▶ Task inputs

PR #5907, opened 2022-06-30
Fixed bgp session check post container restart

anamehra:
1. Added a sleep to wait for bgp list to be populated post container restart.
2. Added separate bgp session state check logic to check bgp state post wait after container restart
3. Fix added to put only unique entries to neigh_ok list. Duplicate entries cause len(neigh_ok) exceed expected len(neigh_ips). Fixes container_checker and container_autorestart tests.

Signed-off-by: anamehra <anamehra@cisco.com>

### Description of PR

Summary:
Fixes # (issue)
1. cotainer_autorestart and container_checker test fails on multi-asic due to not all bgp neighbors in the established state.
2. Some container_checker test pass even if the bgp neighbor list is empty, false pass.

### Type of change
Modified container_autorestart test to check bgp neighbor list separately after critical processes are up.

- [ ] Bug fix

### Back port request
- [ ] 201911
- [ ] 202012

#### How did you do it?
1. Added a sleep to wait for bgp list to be populated post container restart.
2. Added separate bgp session state check logic to check bgp state post wait after container restart
3. Fix added to put only unique entries to neigh_ok list. Duplicate entries cause len(neigh_ok) exceed expected len(neigh_ips). This is used by container_autorestart and container_checker test scripts.

run container_checker/test_container_checker.py on multi-asic Linecard.
run autorestart/test_container_autorestart.py on multi-asic Linecard.

### DIFF
--- a/tests/common/devices/multi_asic.py
+++ b/tests/common/devices/multi_asic.py
@@ -500,7 +500,9 @@ class MultiAsicSonicHost(object):
             for k, v in bgp_facts['bgp_neighbors'].items():
                 if v['state'] == state:
                     if k.lower() in neigh_ips:
-                        neigh_ok.append(k)
+                        if k.lower() not in neigh_ok:
+                            # Append only when not present to prevent duplication
+                            neigh_ok.append(k)
             logging.info("bgp neighbors that match the state: {}".format(neigh_ok))
 
         if len(neigh_ips) == len(neigh_ok):
--- a/tests/container_checker/test_container_checker.py
+++ b/tests/container_checker/test_container_checker.py
@@ -28,6 +28,8 @@ CONTAINER_CHECK_INTERVAL_SECS = 1
 CONTAINER_STOP_THRESHOLD_SECS = 30
 CONTAINER_RESTART_THRESHOLD_SECS = 180
 
+BGP_CHECK_THRESHOLD_SECS = 360
+BGP_CHECK_INTERVAL_SECS = 10
 
 @pytest.fixture(autouse=True, scope="module")
 def config_reload_after_tests(duthosts, selected_rand_one_per_hwsku_hostname):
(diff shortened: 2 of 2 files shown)


anamehra:
@abdosi @SuvarnaMeenakshi  FYI, please review.

SuvarnaMeenakshi:
Description talks about autorestart but the test fix is made in container checker, title and description should be modifie.

anamehra:
> Description talks about autorestart but the test fix is made in container checker, title and description should be modifie.

Modified description. The bug in multi_asic.py affects both container_checker and autorestart tests.

SuvarnaMeenakshi:
> > Description talks about autorestart but the test fix is made in container checker, title and description should be modifie.
> 
> Modified description. The bug in multi_asic.py affects both container_checker and autorestart tests.

ok,  but autorestart uses the new function to check per-asic bgp neighbor IPs, that way the duplicate neighbour IP checking will not be required.

abdosi:
@anamehra how this issue was discovered ? what test case failed without this change ?

anamehra:
> @anamehra how this issue was discovered ? what test case failed without this change ?

Hi @abdosi , I hit the issue with container_checker and autorestart.
for autorestart, only the change in multi_asic.py file was required. Suverna suggested latest code may not even need that. But both changes are still required for container_checker.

▶ Exercise goal
For this exercise, copy the lines from the one that contains "not be required." through the last line of the records, exactly and only those.

▶ Expected output
ok,  but autorestart uses the new function to check per-asic bgp neighbor IPs, that way the duplicate neighbour IP checking will not be required.

abdosi:
@anamehra how this issue was discovered ? what test case failed without this change ?

anamehra:
> @anamehra how this issue was discovered ? what test case failed without this change ?

Hi @abdosi , I hit the issue with container_checker and autorestart.
for autorestart, only the change in multi_asic.py file was required. Suverna suggested latest code may not even need that. But both changes are still required for container_checker.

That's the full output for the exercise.